Evidence of Possibility

Evidence of Possibility
14 October 2023
{{B:Evidence of Possibility }}is a two-person exhibition by regional artists, Mark King and Rodell Warner.
Mark King is a Barbadian interdisciplinary artist working in photography, installation, fashion, and sculpture, and Rodell Warner is a Trinidadian artist working primarily in new media and photography, whose works assume various forms in a process of exploration and rediscovery. Together, King and Warner present the “evidence of possibility”, pushing each other past the boundaries of their respective practices at the intersection of fine art, research, and technology. This exhibition features AI-generated images on aluminum, ceramic sculptures, and textiles.
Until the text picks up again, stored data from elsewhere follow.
PR #660, opened 2019-07-18
Feature/custom grid system

fedriz:


frontend/src/components/column/const.ts
```diff
@@ -0,0 +1,11 @@
+export const ALLOWED_RESPONSIVE_COLUMN_PROPS = [
+  "colWidth",
```
patrick91: can we change this to columnWidth? just to make it consistent with the other ColumnWidth* vars/types

frontend/src/components/column/index.tsx
```diff
@@ -1,13 +1,81 @@
 import React from "react";
 
-import { Column, LocalColumnProps } from "fannypack";
-import styled from "styled-components";
-import { ResponsiveProps, responsiveSpacing } from "../columns";
+import styled, { css } from "styled-components";
+import { customTheme } from "../../config/theme";
+import { ALLOWED_RESPONSIVE_COLUMN_PROPS } from "./const";
+import { camelToKebabCase } from "./utils";
```
patrick91: <3

frontend/src/components/column/index.tsx
```diff
@@ -1,13 +1,81 @@
...
+          }
+        `;
+      })}`;
+    });
+
+  return assembledStyle;
+};
+
+type ColumnSpacingType = {
+  colWidth?: ColumnWidthValuesType;
```
patrick91:
```suggestion
  columnWidth?: ColumnWidthValuesType;
```

PR #662, opened 2019-07-18
created blog app

schiism:


marcoacierno:
Looks good 🔥Can you run pre-commit so that the files are formatted?

backend/blog/models.py
```diff
@@ -0,0 +1,34 @@
...
+from django.utils import timezone
+from model_utils.models import TimeStampedModel
+
+class PostManager(models.Manager):
+    def get_queryset(self):
+        return super().get_queryset().filter(published__lte=timezone.now())
+
+
+class Post(TimeStampedModel):
+    author = models.ForeignKey('users.User', on_delete=models.CASCADE)
```
marcoacierno: I think I would use `models.SET_NULL` or `models.PROTECT`? So that we do not lose blog posts if we delete an admin account (I doubt this will ever happen however) What do you think?

PR #663, opened 2019-07-18
#35 Importer

### LINKED ISSUE #35: Importer
we need a way to import data from the old site to this one

greenkey:
Created the command `import_old_db` that takes the following parameters:
- `--db` to specify the full path of the source SQLite db file, default = `p3.db` (in the django root folder)
- `--entities` to specify which entities to import (see below)
- `--overwrite` some entities support this parameter to overwrite them while importing

The entities supported now are the following:
- `user`: imports User
- `submission_type`: SubmissionType
- `topic`: Topic
- `conference`: Conference and Deadline
- `room`: Room
- `submission`: 
- `schedule_item`: ScheduleItem
- `ticket`: TicketFare, Order, OrderItem, Ticket

Closes #35

### DIFF
--- a/backend/importer/management/commands/import_old_db.py
+++ b/backend/importer/management/commands/import_old_db.py
@@ -288,19 +288,23 @@ class Command(BaseCommand):
             code: submission_types[name]
             for code, name in TALK_TYPES.items()
         }
+        users_by_email = {
+            user.email: user.id
+            for user in User.objects.all()
+        }
 
         talk_list = list(self.c.execute(
             """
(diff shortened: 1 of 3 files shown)


patrick91:
I'm going to have a look at this soon, I think we should also find a way to show the data on the frontend so we can double check them in the ui as well (and it will help us in finishing the missing pages) :)

patrick91:
This is pretty cool! Tested locally and works fine :) I'll merge it, maybe we might need to updates in future, but it is great work so far! ✨

PR #669, opened 2019-07-19
Feature/graphs

estyxx:


patrick91:
@estyxx thanks for this! can we add a screenshot in the PR and maybe also a way for someone to test this? I want to send this to @ernestoarbitrio so he can have a look as he's the expert on bokeh :D

estyxx:
Here is the screenshot!
Screenshot 2019-07-23 at 23 33 56

I think maybe I could test the queries that get the data?

marcoacierno:
@estyxx can you rebase while we wait for @ernestoarbitrio feedback?

estyxx:
Hi, 
I just add a couple of test for that PR, but I still didn't reach 100% of coverage... I don't know how to test the functions building the graph really...

marcoacierno:
We are removing everything related to the tickets in the backend in another PR so I think we can close this PR?

estyxx:
But we need some statistics info... Maybe we need to change the query for getting the data and extract data from prefix?

estyxx:
Maybe we should do a better feature
/pr to include all @ernestoarbitrio statistics?? A separate page (I don't know if we could include also jupiter notebook...?)

PR #672, opened 2019-07-20
Add ticket questions support

greenkey:
Done:
- change answer model to support open answers
- make TicketQuestionChoices.answer a text field, the value will be given by the caller, picking one of the coiches values
- add a bit of validation on answers so that only allowed answers are saved
- add the missing migrations


backend/tickets/models.py
```diff
@@ -21,3 +24,62 @@ class Ticket(TimeStampedModel):
...
+        max_length=256,
+        null=True,
+    )
+
+    def save(self, *args, **kwargs):
+        self.full_clean()
+        super(UserAnswer, self).save(*args, **kwargs)
+
+    def clean(self):
+        # Don't allow draft entries to have a pub_date.
```
marcoacierno: Is this comment a copy and paste typo?

backend/tickets/models.py
```diff
@@ -21,3 +24,62 @@ class Ticket(TimeStampedModel):
...
+        if self.question.question_type == QUESTION_TYPE_CHOICE:
+            if self.answer not in self.question.choices.all().values_list('choice', flat=True):
```
marcoacierno: Hmmm, I wonder if we can somehow make answer a reference to the question choice so to avoid this check?

marcoacierno: well, make it a bit different (we still need to check that the answer is for the correct question/anything else), but still  better than a free text?

marcoacierno:
I feel like this PR is now complete @patrick91, we added the GraphQL mutations to answer a question and the changes we discussed (add `is_required` to specify a question can be answered blank or not.) 

The only thing missing is how to get the user's answer in GraphQL.

My initial idea was to basically return the answer of each question in the `tickets`

```graphql
  me {
    tickets(conference: "cc") {
      ticketFare {
        name
      }
      answers {
	answer
        question {
          text
        }
      }
    }
  }
```

which means that you have to somehow map the `answers` (which might not be all the questions) and the `questions` from the `ticketFare`

You might do a query like this:

```graphql
  me {
    tickets(conference: "cc") {
      ticketFare {
        name
        questions {
          isRequired
          question {
            text
          }
        }
      }
      answers {
	answer
        question {
          text
        }
      }
    }
  }
```

and the answer will look like this:

```json
    "me": {
      "tickets": [
        {
          "ticketFare": {
            "name": "aa",
            "questions": [
              {
                "isRequired": true,
                "question": {
                  "text": "Tagline"
                }
              },
              {
                "isRequired": false,
                "question": {
                  "text": "t-shirt size"
                }
              }
            ]
          },
          "answers": [
            {
              "answer": "👀",
              "question": {
                "text": "Tagline"
              }
            }
          ]
        }
      ]
    }
```

do you have any idea?

patrick91:
I'd something like:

King and Warner both view this exhibition as a “presentation of a plethora.” Collaborating through the exchanging of ideas and notes, both artists engage technology at its most advanced state and its rudimentary form to convey the relationship between humanity, innovation, and process. This exhibition–which can be seen as the contemporary descendant of the classical “Wunderkammer”–is a manifestation of curiosity, play, and new ways of archive-making. For this exhibition, his second at TERN gallery, Warner collaborated with AI software to create a fictitious archive of an alternative history of the Caribbean. He posed the central question: “What if?” and allowed this to lead him into a technologically-imagined space. What if persons from the African diaspora came by their own will to the Caribbean, co-existed with the Indigenous people, and all benefited from the land and grew in wealth? How would this alternative history be visualized in the contemporary archive? Warner shared, “What would their lives look like? So I started imagining, instead of the clothes that you usually see them wearing in extant historical records, what could or would their fashion look like?” He prompted the software “to generate suits and dresses, headdresses and jewelry” for these people with materials that he believed would be found in their immediate environment. These amalgamations of landscapes, environments, and people become grotesque yet beautiful possibilities that have been rendered onto small 5 x 5-inch aluminum plates. The audience can also expect to see more iterations of Warner’s video prints from his new series, “Terraria,” which are encased plant life found in the regional terrain.